Al termine di un lunghissimo e a tratti drammatico consiglio di amministrazione, è stata fissata la forchetta di prezzo per l'aumento di capitale e concomitante richiesta di ammissione alla quotazione di borsa di Veneto Banca e, come era stato largamente previsto in tempi non sospetti dal Diario della crisi finanziaria e da molti analisti e commentatori, si va da un minimo di 10 centesimi ad un massimo di 50 con azzeramento di fatto del capitale di una banca le cui quote avevano toccato gli alquanto irrealistico 42 euro per azione ma che quasi nessuno degli investitori e risparmiatori in larga parte veneti aveva potuto realizzare perché la banca di Montebelluna aveva di fatto chiuso quasi subito alle negoziazioni che, per statuto, potevano essere realizzate solo con la banca stessa.
Le analogie con le vicende della Banca Popolare di Vicenza sono davvero impressionanti e se, come è largamente evidente, il prezzo finale sarà di 10 centesimi e non vi saranno richieste di adesione all'aumento di capitale tali da garantire almeno un 25 per cento di flottante, la CONSOB negherà alle azioni della banca l'ammissione ai mercati regolamentati e non si aprirà altra strada che quella dell'intervento del Fondo Atlante che così avrà impegnato 2,5 dei 4,2 miliardi di euro del suo fondo di dotazione e manca ancora all'appello l'aumento da un miliardo di euro del Banco Popolare di Verona e Novara che è stato già deliberato dal consiglio di amministrazione, ma almeno il Banco Popolare in borsa c'è già.
Ai detentori delle azioni di Veneto Banca non resta che leccarsi le ferite e interrogarsi su quanto hanno fatto nell'ultima assemblea dove molti di loro, per rabbia e sconforto, hanno appoggiato il ribaltone al vertice dell'istituto con l'arrivo al potere di una improbabile cordata infarcita di persone che dovevano alla banca somme per centinaia di milioni di euro e declassando Carrus da amministratore delegato a direttore generale, cosa alla quale ha in parte posto rimedio la vigilanza della Banca Centrale Europea, intimando che venissero restituite le deleghe al manager che tanto si era adoperato nella mission impossible di risollevare le sorti di una banca che è quasi un eufemismo definire tecnicamente fallita.
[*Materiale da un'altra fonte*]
PR #591, opened 2018-02-05
add pairing with sites and orgs to missing hpo

Seeker1911:


rest-api/dao/participant_dao.py
```diff
@@ -274,10 +274,10 @@ def add_missing_hpo_from_site(self, session, participant_id, site_id):
     participant = self.get_for_update(session, participant_id)
     if participant is None:
       raise BadRequest('No participant %r for HPO ID udpate.' % participant_id)
-    if participant.hpoId == site.hpoId:
```
danqrodney: We should probably replace this with
if participant.siteId == site.siteId:
  return

(The idea being we don't have to mess with anything on the participant or summary if the site hasn't changed.)

rest-api/dao/participant_dao.py
```diff
@@ -274,10 +274,10 @@ def add_missing_hpo_from_site(self, session, participant_id, site_id):
...
-      return
 
     participant.hpoId = site.hpoId
+    participant.organizationId = site.organizationId
```
danqrodney: Please add tests to confirm this behavior, around here:

https://github.com/all-of-us/raw-data-repository/blob/master/rest-api/test/unit_test/dao_test/participant_dao_test.py#L260

rest-api/dao/participant_dao.py
Seeker1911: done

rest-api/test/client_test/participant_test.py
```diff
@@ -72,7 +72,7 @@ def test_create_and_modify_participant(self):
           headers = { 'If-Match': last_etag})
 
     self.assertEqual(response['biobankId'], biobank_id)
-    self.assertJsonEquals(response['providerLink'], [provider_link, provider_link_2])
+    # self.assertJsonEquals(response['providerLink'], [provider_link, provider_link_2])
```
danqrodney: Why is this commented out?

rest-api/test/unit_test/api_test/participant_summary_api_test.py
```diff
@@ -485,14 +485,13 @@ def testQuery_manyParticipants(self):
                            [[ps_1, ps_2], [ps_3]])
       self.assertResponses('ParticipantSummary?_count=2&_sort:desc=organization',
                            [[ps_1, ps_2], [ps_3]])
-      self.assertResponses('ParticipantSummary?_count=2&_sort:asc=site',
```
danqrodney: Why was this removed?

rest-api/dao/participant_dao.py
danqrodney: Ping.

rest-api/dao/participant_dao.py
```diff
@@ -114,7 +114,7 @@ def _do_update(self, session, obj, existing_obj):
       need_new_summary = True
 
     if obj.organizationId or obj.siteId or obj.hpoId:
-      site, organization, awardee = self.get_pairing_level(obj, existing_obj)
+      site, organization, awardee = self.get_pairing_level(obj)
```
danqrodney: This change looks like it will work functionally.

In future, we may want to consider not calling _do_update() from add_missing_hpo_from_site(), and instead calling a simpler function that just messes with site, organization, awardee, and lastModified, since those are the only things that should change. (It can call helper functions to borrow common functionality.)

rest-api/api_util.py
```diff
@@ -122,7 +122,7 @@ def get_site_id_from_google_group(obj, site_dao):
   return None
 
 def get_awardee_id_from_name(obj, hpo_dao):
-  if 'awardee' in obj:
+  if 'awardee' in obj and obj['awardee'] != 'UNSET':
```
danqrodney: So: there is an UNSET hpo row in the database, and hpoId on participant is not nullable... we set hpoId to UNSET (0) if a participant is unpaired.

However, organizationId and siteId are nullable and there is no UNSET organization or site.

So I would have maybe expected get_site_id_from_google_group and get_organization_id_from_external_id to do these UNSET checks... but not necessarily this function.

Also, here and below, use the UNSET constant:

https://github.com/all-of-us/raw-data-repository/blob/master/rdr_common/code_constants.py#L4

rather than putting 'UNSET' in the code.

rest-api/dao/participant_dao.py
```diff
@@ -151,25 +151,21 @@ def _do_update(self, session, obj, existing_obj):
...
-  def get_pairing_level(self, obj, existing_obj):
+  def get_pairing_level(self, obj):
     organization_id = obj.organizationId
     site_id = obj.siteId
     awardee_id = obj.hpoId
-    old_site_id = existing_obj.siteId
-    old_organization_id = existing_obj.organizationId
     # TODO: DO WE WANT TO PREVENT PAIRING IF EXISTING SITE HAS PM/BIO.
 
     if site_id != u'UNSET' and site_id is not None:
```
danqrodney: See above re: 'UNSET' constant

rest-api/dao/participant_dao.py
```diff
@@ -151,25 +151,21 @@ def _do_update(self, session, obj, existing_obj):
...
-    if organization_id != u'UNSET' and organization_id is not None:
-      if organization_id != old_organization_id:
-        organization = self.organization_dao.get(organization_id)
-        awardee_id = organization.hpoId
-        return None, organization_id, awardee_id
+      site = self.site_dao.get(site_id)
+      organization_id = site.organizationId
+      awardee_id = site.hpoId
+      return site_id, organization_id, awardee_id
+    elif organization_id != u'UNSET' and organization_id is not None:
```
danqrodney: See above re: 'UNSET' constant

rest-api/dao/participant_dao.py
```diff
@@ -151,25 +151,21 @@ def _do_update(self, session, obj, existing_obj):
...
-        site = self.site_dao.get(site_id)
-        organization_id = site.organizationId
-        awardee_id = site.hpoId
-        return site_id, organization_id, awardee_id
-    if organization_id != u'UNSET' and organization_id is not None:
-      if organization_id != old_organization_id:
-        organization = self.organization_dao.get(organization_id)
-        awardee_id = organization.hpoId
-        return None, organization_id, awardee_id
+      site = self.site_dao.get(site_id)
```
danqrodney: We should throw BadRequest here if site is None. (Somebody could pass us a site we don't know about.)

rest-api/dao/participant_dao.py
```diff
@@ -151,25 +151,21 @@ def _do_update(self, session, obj, existing_obj):
...
+      organization_id = site.organizationId
+      awardee_id = site.hpoId
+      return site_id, organization_id, awardee_id
+    elif organization_id != u'UNSET' and organization_id is not None:
+      organization = self.organization_dao.get(organization_id)
```
danqrodney: Similarly, we should throw BadRequest here if organization is None.

rest-api/tools/import_organizations.sh
```diff
@@ -35,7 +34,12 @@ function get_geocode_key {
 }
 
 CREDS_ACCOUNT="${ACCOUNT}"
+if [ -z "${ACCOUNT}" ]
+then
+echo "Not Geocoding addresses without --account"
```
danqrodney: You need to change this logic:

https://github.com/all-of-us/raw-data-repository/blob/master/rest-api/tools/import_organizations.py#L210

So if api_key isn't set we don't try to do any geocoding.

rest-api/dao/participant_dao.py
Seeker1911: done.

rest-api/dao/participant_dao.py
Seeker1911: agreed.

rest-api/dao/participant_dao.py
Seeker1911: done

rest-api/dao/participant_dao.py
Seeker1911: done

rest-api/dao/participant_dao.py
Seeker1911: done

rest-api/dao/participant_dao.py
Seeker1911: done

rest-api/test/client_test/participant_test.py
Seeker1911: fixed

rest-api/test/unit_test/api_test/participant_summary_api_test.py
Seeker1911: un-removed

rest-api/api_util.py
Seeker1911: done

rest-api/tools/import_organizations.sh
Seeker1911: in progress, trouble passing the flag into .py

rest-api/test/unit_test/dao_test/participant_dao_test.py
```diff
@@ -271,6 +271,9 @@ def test_pairs_unset(self):
     self.assertEquals(paired.hpoId, self._test_db.hpo_id)
     self.assertEquals(paired.providerLink, make_primary_provider_link_for_id(self._test_db.hpo_id))
     self.assertEquals(self.participant_summary_dao.get(participant_id).hpoId, self._test_db.hpo_id)
+    self.assertEquals(paired.organizationId, self._test_db.organization_id)
```
danqrodney: It'd be good to have some tests somewhere else in here that check that pairing at the awardee, organization, and site level (via dao.update()) works as intended in terms of setting these fields.

(You could for example copy  test_update_right_expected_version but instead of updating providerLink, update hpoId, organizationId, or siteId.)

rest-api/tools/import_organizations.sh
danqrodney: When dealing with boolean flags like this, the flag you pass in is either '--geocode_flag' for true or '--nogeocode_flag' (or simpler, the absence of --geocode_flag) for false. The way you have it now, you're passing in literally --true or --false, which doesn't make sense.

rest-api/api_util.py
danqrodney: I don't think you addressed the first part of this comment... should we be checking for UNSET in get_site_id_from_google_group and get_organization_id_from_external_id too?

Ho scritto più volte delle responsabilità della vigilanza della Banca d'Italia sulla gestione, o meglio sulla mancata gestione, di quella situazione veneta che poi si è rivelata il buco nero del credito in Italia, ma di tutto questo il Governatore Visco, nelle conclusioni finali lette il 31 maggio, non ha speso parola, né tantomeno ha accennato ad una sorta di autocritica, suscitando le ire degli esponenti di numerosi partiti politici, anche di quelli che dal credito facile in Veneto hanno avuto un grande ritorno in termini elettorali!